- Binayakpur Location in Uttar Pradesh, India
- Coordinates: 27°05′37″N 79°03′19″E﻿ / ﻿27.0937187°N 79.0552102°E
- Country: India
- State: Uttar Pradesh
- District: Mainpuri
- Tehsil: Karhal

Area
- • Total: 1.793 km^{2} (0.692 sq mi)

Population (2011)
- • Total: 2,069
- • Density: 1,154/km^{2} (2,989/sq mi)
- Time zone: UTC+5:30 (IST)
- PIN: 205268

= Binayakpur =

Village in Uttar Pradesh, India

Binayakpur is a village in Karhal block of Mainpuri district, Uttar Pradesh. As of 2011, it has a population of 2,069, in 355 households.

== Demographics ==
As of 2011, Binayakpur had a population of 2,069, in 355 households. This population was 50.8% male (1,052) and 49.2% female (1,017). The 0-6 age group numbered 328 (165 male and 163 female), or 15.9% of the total population. 445 residents were members of Scheduled Castes, or 21.5% of the total.
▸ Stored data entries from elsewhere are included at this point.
PR #2458, opened 2025-07-27
Merge initial API calls fetching site info

### LINKED ISSUE #2385: Merge calls to `buildGadgetsUrl`, `buildSiteInfoURL` and `buildNamespacesURL`
We make three distinct calls at the beginning of the scraper where one could be sufficient.

I'm not sure about the exact benefit / downside, so to be investigated.

Benefit seems to be that we make less request and hence less load on the upstream.

Downside is that results are harder to process since it is a mix of multiple data, especially considering the fact that this data might be paginated. I'm a bit concerned it might make code a bit too hard to read.

Markus-Rost:
Fix #2385

Depends on #2456

### DIFF
--- a/Changelog
+++ b/Changelog
@@ -26,6 +26,7 @@ Unreleased:
 * CHANGED: Deprecate `mwWikiPath` and `mwIndexPhpPath` CLI parameter, use values from the API instead (@Markus-Rost #2422)
 * CHANGED: Build `mwRestApiPath` and `mwModulePath` CLI parameter default values from the API (@Markus-Rost #2422)
 * NEW: Add `langVariant` CLI parameter for language conversion (@Markus-Rost #2399)
+* FIX: Merge initial API calls fetching site info (@Markus-Rost #2385)
 
 1.16.0:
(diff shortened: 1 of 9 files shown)


benoit74 (commented):
I do not see anything odd in code, but it looks like this broke something given CI results. Can you have a look?

Markus-Rost:
> I do not see anything odd in code, but it looks like this broke something given CI results. Can you have a look?

@benoit74 I noticed the failures as well but so far haven't been able to find the cause for them. I would appreciate it if you could take a look as well.

benoit74:
Looks like it was (as usual) a pretty silly bug: in `Mediawiki` class, metadata are cached but not namespaces which are reset when calling `reset()` function. And namespaces are updated only when we have to update metadata and hence get site info again.

So when calling the scraper multiple times, all calls but the first one had no namespaces to retrieve ... I feel like on reset we should reset metadata as well, so this is what I changed.

Let's see if this is the only bug

benoit74 (approved):
LGTM

benoit74:
Please rebase, squash commits and merge.

PR #2462, opened 2025-07-28
Support main page at domain root

### LINKED ISSUE #2461: Links to main page are broken if main page is at domain root
Wikis using `$wgMainPageIsDomainRoot` have the main page located at the domain root. This breaks `extractPageTitleFromHref` which does not identify a link to the domain root to actually be a link to the main page title.

https://dev.library.kiwix.org/viewer#minecraftwiki_en_all_maxi_2025-07/Movie%3AWiki

Image

Links to https://dev.library.kiwix.org/ instead of https://dev.library.kiwix.org/content/minecraftwiki_en_all_maxi_2025-07/Minecraft_Wiki

Markus-Rost:
Fix #2461

### DIFF
--- a/Changelog
+++ b/Changelog
@@ -13,6 +13,7 @@ Unreleased:
 * FIX: Avoid path conflicts between articles, assets and resources (@benoit74 #2333 #2408)
 * NEW: Use ZIM illustration as HTML favicon (@benoit74 #2437)
 * FIX: Restore webp polyfills operation (@benoit74 #2438)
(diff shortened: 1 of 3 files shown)


benoit74 (changes requested):
Please add an e2e test case so that we check this continue to work as expected in the future.

Markus-Rost:
> Please add an e2e test case so that we check this continue to work as expected in the future.

I've added `mainPageIsDomainRoot.e2e.test.ts`, using the article subtitle of a subpage because that seems like the most reliable place to have a link to the main page long term.

PR #2463, opened 2025-07-28
Fix absolute file links

### LINKED ISSUE #2459: portal namespace renders as external links on he.wikipedia
Haven't tried on other wikis, but on the Hebrew Wikipedia the portal links (`פורטל:` namespace) that are front and center to the mobile front page are rendered as external links in the ZIM file:

Image

Markus-Rost:
Fix #2459

Treat absolute URLs to the wiki article path as local links. The check ensures we only do this for absolute URLs where `extractPageTitleFromHref` will always return a title.

Also made sure to rewrite any local links we couldn't find a title for and stop removing all anchors from redirect links.

### DIFF
--- a/src/util/rewriteUrls.ts
+++ b/src/util/rewriteUrls.ts
@@ -130,7 +130,7 @@ function rewriteUrlNoArticleCheck(articleId: string, dump: Dump, linkNode: Domin
     }
   }
 
-  if (rel) {
+  if (rel && !href.startsWith(MediaWiki.webUrl.href)) {
     // This is Parsoid HTML
 
     /* Add 'external' class to interwiki links */
@@ -159,6 +159,9 @@ function rewriteUrlNoArticleCheck(articleId: string, dump: Dump, linkNode: Domin
     return title
   }
 
+  // Rewrite any urls still remaining
+  DU.appendToAttr(linkNode, 'class', 'external')
+  linkNode.setAttribute('href', getFullUrl(href, MediaWiki.baseUrl))
   return null
 }
 
@@ -207,12 +210,7 @@ async function rewriteUrls(articleId: string, dump: Dump, linkNodes: DominoEleme
     const articlesRedirected = await RedisStore.redirectsXId.existsMany(unmirroredTitles)
     for (const articleTitle of unmirroredTitles) {
       const redirect = articlesRedirected[articleTitle]
-      if (redirect) {
-        const href = encodeArticleIdForZimHtmlUrl(articleTitle)
-        wikilinkMappings[articleTitle].forEach((linkNode: DominoElement) => {
-          linkNode.setAttribute('href', href)
-        })
-      } else {
+      if (!redirect) {
         wikilinkMappings[articleTitle].forEach((linkNode: DominoElement) => {
           migrateChildren(linkNode, linkNode.parentNode, linkNode)
           linkNode.parentNode.removeChild(linkNode)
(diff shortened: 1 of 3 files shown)


src/util/rewriteUrls.ts
```diff
@@ -196,12 +202,7 @@ async function rewriteUrls(articleId: string, dump: Dump, linkNodes: DominoEleme
     const articlesRedirected = await RedisStore.redirectsXId.existsMany(unmirroredTitles)
     for (const articleTitle of unmirroredTitles) {
       const redirect = articlesRedirected[articleTitle]
-      if (redirect) {
-        const href = encodeArticleIdForZimHtmlUrl(articleTitle)
-        wikilinkMappings[articleTitle].forEach((linkNode: DominoElement) => {
-          linkNode.setAttribute('href', href)
-        })
-      } else {
+      if (!redirect) {
```
benoit74, line 213: I don't get why we don't process redirects anymore.

src/util/rewriteUrls.ts
```diff
@@ -148,6 +148,12 @@ function rewriteUrlNoArticleCheck(articleId: string, dump: Dump, linkNode: Domin
     return title
   }
 
+  // Rewrite any relative urls still remaining
```
benoit74: Is this about relative or absolute URL, I don't get it. And I don't get why we need a special treatment here only for relative/absolute URLs.

benoit74 (commented):
I'm a bit troubled by this PR. Could you please add tests (unit tests are probably sufficient) so that it gets a bit clearer about what we had before and what we will get now?

src/util/rewriteUrls.ts
Markus-Rost: We didn't actually process anything here. `articleTitle` is still the same as we already set in Line 147, except now we are removing any anchor from the link we previously were keeping.

src/util/rewriteUrls.ts
Markus-Rost: Uhm, I think this kinda ended up in the wrong PR. 😅 

Anyhow, this is a fallback solution for issues like #2461 where `extractPageTitleFromHref` returned no title. This turns any relative urls into absolute urls to prevent them from pointing to random places inside the ZIM reader.

Markus-Rost:
> I'm a bit troubled by this PR. Could you please add tests (unit tests are probably sufficient) so that it gets a bit clearer about what we had before and what we will get now?

This fix for the linked issue is just the change in line 122, but I had two other improvements for the rewriteUrls file and included them here, making this PR a bit messy.

I've added tests for turning absolute wiki links into internal links as well as for the relative url fallback check.

src/util/rewriteUrls.ts
Markus-Rost: Ideally this code should never be reached, but if a link does slip through it's better to have the fallback than broken links inside the ZIM.

benoit74: Got it, I got also confused because I confused absolute URL with absolute path ...

Shouldn't we also consider relative path like './xxxx'? Do they really exists? I suspect we always have absolute paths, but better to ask than being sorry in few days ^^

src/util/rewriteUrls.ts
benoit74: Got it, thank you.

src/util/rewriteUrls.ts
Markus-Rost: I don't think I have ever seen relative paths in MediaWiki, though considering this is already a fallback, I see no reason not to account for them as well

benoit74: OK, please ask for review again once you've adapted code to consider relative paths as well. Thank you!

Markus-Rost: I've just removed the `if` around the rewriting as it won't change any absolute urls reaching that place and anchor-only links escape early. So everything that is able to reach this part should be fine with this rewriting.

benoit74: Indeed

The 1961 census recorded Binayakpur as comprising 1 hamlet, with a total population of 840 people (443 male and 397 female), in 146 6households and 98 physical houses. The area of the village was given as 457 acres.

== Infrastructure ==
As of 2011, Binayakpur had 1 primary school; it did not have any kind of healthcare facility. Drinking water was provided by well, hand pump, and tube well; there were no public toilets. The village had a post office and public library, as well as at least some access to electricity for all purposes. Streets were made of both kachcha and pakka materials.